更何况,开坛作法的仪式流程极其复杂。就算是他,也是靠着过目不忽的本事才能记住。光是起手式就有十八道程序,每一个手诀都必须严格按照顺序来,稍有差错就会前功尽弃。
而柳晚晚这丫头的记性……
想到她总是记不住别人名字,要么给人起个莫名其妙的外号,要么干脆只记住一半。上次遇到的那个叫“陆雨昊”的道友,她硬是叫成了“张打雷”,把人家气得够呛。莫星辰不禁有些担忧。
周围的人群越聚越多,有记者举着相机咔嚓咔嚓地拍个不停,还有人拿着手机直播。议论声此起彼伏,有质疑的,有好奇的,更多的是看热闹不嫌事大的。
“这么年轻的道姑,能行吗?”
“看着像个小姑娘啊,该不会是在演戏吧?”
“现在的年轻人,就喜欢搞这些花里胡哨的。”
柳晚晚听着这些声音,咬了咬下唇。她偷偷瞥了一眼莫星辰,见他神色如常,这才稍稍安心。深呼吸三次,她缓缓闭上眼睛,开始酝酿状态。
当她再次睁开眼时,眼神已经变得坚定而专注。
只见她双手结印,一套动作行云流水,每一个细节都严丝合缝。那股庄重肃穆的气势,与平日里的调皮可爱判若两人。她的动作并不华丽,但每一个转折都恰到好处,仿佛天生就该如此。
更让人惊讶的是她念经的声音。
“北斗七星真君……”
清亮的音色中带着一丝奶气,却莫名让人心生宁静。经文在她口中吟诵出来,仿佛有一种特殊的魔力,让在场所有人不由自主地沉浸其中。
原本喧闹的现场渐渐安静下来。
那些举着相机疯狂拍照的记者,不知不觉放下了手中的设备。有人想继续拍摄,却发现自己的手指仿佛不受控制般,只想静静地聆听这动人的经文。
吵闹的围观群众,此刻都闭上眼睛,静静聆听。有人原本还在玩手机,此时手机屏幕都暗了下去,却浑然不觉。
就连那些原本带着质疑目光的人,脸上也浮现出祥和的神色。他们站在原地,仿佛被某种无形的力量定住,只觉得内心前所未有的平静。

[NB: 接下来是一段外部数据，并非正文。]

PR #2633, opened 2026-09-11
Conformance tests to prepare for Dart agent SDK.

polina-c:
Contributes to https://github.com/a2ui-project/a2ui/issues/2356

Extracted from https://github.com/a2ui-project/a2ui/pull/2408

Splits the agent conformance data along the APIs that `a2ui_agent.blueprint.md` defines, so each suite covers one module instead of three sharing a file. Four new suites under `conformance/agent/`, two new case shapes in `conformance_schema.json`, and the Python and Kotlin harnesses wired to read them.

Conformance data and harness wiring only. No SDK source changes, in any language. Python and Kotlin run every case they ran before, plus the new pruning cases.

### DIFF
--- a/agent_sdks/python/a2ui_agent/tests/conformance/test_conformance.py
+++ b/agent_sdks/python/a2ui_agent/tests/conformance/test_conformance.py
@@ -276,7 +276,11 @@ def test_validator_conformance(name, test_case):
 
 
 # --- Catalog Conformance ---
-cases_catalog = get_conformance_cases("core/catalog.yaml")
+# `agent/catalog_transformer.yaml` holds the pruning cases that belong to the
+# agent SDK rather than to core; both suites drive the same `prune` action.
+cases_catalog = get_conformance_cases("core/catalog.yaml") + get_conformance_cases(
+    "agent/catalog_transformer.yaml"
+)
 
 
 @pytest.mark.parametrize(
@@ -329,7 +333,12 @@ def test_catalog_conformance(name, test_case):
 
 
 # --- Schema Manager Conformance ---
-cases_schema_manager = get_conformance_cases("agent/inference_format.yaml")
+# `agent/catalog_provider.yaml` holds the catalog loading cases, which used to
+# sit in `inference_format.yaml`; both suites drive the same `load_catalog`
+# action.
+cases_schema_manager = get_conformance_cases(
+    "agent/inference_format.yaml"
+) + get_conformance_cases("agent/catalog_provider.yaml")
 
 
 @pytest.mark.parametrize(
--- a/conformance/agent/catalog_provider.yaml
+++ b/conformance/agent/catalog_provider.yaml
@@ -1,0 +1,80 @@
+# Copyright 2024 Google LLC
+#
+# Licensed under the Apache License, Version 2.0 (the "License");
+# you may not use this file except in compliance with the License.
+# You may obtain a copy of the License at
+#
+#     https://www.apache.org/licenses/LICENSE-2.0
+#
+# Unless required by applicable law or agreed to in writing, software
+# distributed under the License is distributed on an "AS IS" BASIS,
+# WITHOUT WARRANTIES OR CONDITIONS OF ANY KIND, either express or implied.
+# See the License for the specific language governing permissions and
+# limitations under the License.
+
+# Behaviour of the catalog providers described by
+# `blueprints/modules/a2ui_agent.blueprint.md` section 3.F: turning a catalog
+# document into a `Catalog`, whatever backing store it came from. Prompt
+# rendering and capability negotiation are covered by `inference_format.yaml`
+# and `catalog_resolver.yaml` respectively.
+#
+# These cases load the published basic catalog schema from
+# `specification/v0_9_1/catalogs/basic/catalog.json` rather than any SDK's own
+# catalog, so implementations are measured against the same document. Paths are
+# resolved relative to the `conformance/` directory.
+
+- name: test_load_basic_catalog_v0_9
+  description: Loads the published v0.9 basic catalog document from disk.
+  action: load_catalog
+  catalog_configs:
+    - name: basic
+      path: "../specification/v0_9_1/catalogs/basic/catalog.json"
+  expect:
+    supported_catalog_ids: ["https://a2ui.org/specification/v0_9/catalogs/basic/catalog.json"]
+
+# Relocated from `inference_format.yaml`: these exercise
+# `CatalogProvider.load`, not an inference format. See the API-to-suite table
+# in section 6 of `blueprints/modules/a2ui_agent.blueprint.md`.
+
+- name: test_manager_with_modifiers
+  description: Tests that A2uiSchemaManager applies modifiers during loading.
+  catalog_configs:
+    - name: test_strict
+      path: "test_data/load_examples/schema_with_strict/catalog.json"
+  modifiers: ["remove_strict_validation"]
+  action: load_catalog
+  expect:
+    catalog_schema:
+      catalogId: "test_strict"
+      components:
+        Text:
+          type: object
+          properties:
+            text: {type: string}
+
+- name: test_manager_no_modifiers
+  description: Tests that A2uiSchemaManager works fine without modifiers.
+  catalog_configs:
+    - name: test_strict
+      path: "test_data/load_examples/schema_with_strict/catalog.json"
+  action: load_catalog
+  expect:
+    catalog_schema:
+      catalogId: "test_strict"
+      components:
+        Text:
+          type: object
+          properties:
+            text: {type: string}
+          additionalProperties: false
+
+- name: test_schema_manager_init_custom_catalog
+  description: Tests that A2uiSchemaManager can load a custom catalog from path.
+  action: load_catalog
+  catalog_configs:
+    - name: standard
+      path: "test_data/schema_manager/catalog.json"
+    - name: Custom
+      path: "test_data/schema_manager/custom_catalog.json"
+  expect:
+    supported_catalog_ids: ["basic", "Custom"]
--- a/conformance/agent/catalog_resolver.yaml
+++ b/conformance/agent/catalog_resolver.yaml
@@ -1,0 +1,193 @@
+# Copyright 2024 Google LLC
+#
+# Licensed under the Apache License, Version 2.0 (the "License");
+# you may not use this file except in compliance with the License.
+# You may obtain a copy of the License at
+#
+#     https://www.apache.org/licenses/LICENSE-2.0
+#
+# Unless required by applicable law or agreed to in writing, software
+# distributed under the License is distributed on an "AS IS" BASIS,
+# WITHOUT WARRANTIES OR CONDITIONS OF ANY KIND, either express or implied.
+# See the License for the specific language governing permissions and
+# limitations under the License.
+
+# Behaviour of `resolve_catalogs`, the capability negotiation helper described
+# by `blueprints/modules/a2ui_agent.blueprint.md` section 3.G. It matches an
+# `a2uiClientCapabilities` object against the catalogs an agent registered and
+# returns the active, transformed catalogs for the session.
+#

莫星辰看着这一幕,心中惊叹。他虽然因体质特殊而不受影响,但也不得不承认,这个总是跟在他身边蹦蹦跳跳的小道姑,确实藏着不为人知的本事。
就在这时,一个尖锐的声音打破了平静。
“这是在干什么呢?”
一个獐头鼠目的男人挤进人群,东张西望地打听。他穿着一身皱巴巴的西装,领带歪在一边,看起来邋遢又不修边幅。
没人理会他,他就不停地骚扰周围的人,用手肘推搡着旁边的观众。
“喂,我问你们呢,这是在演什么戏?”他的声音刺耳得很,“现在的年轻人,就知道搞这些花里胡哨的东西。”
依旧没人理他。
这让他更加恼火,声音提高了八度:“这么年轻能有什么本事?肯定是骗子!你们都被骗了!”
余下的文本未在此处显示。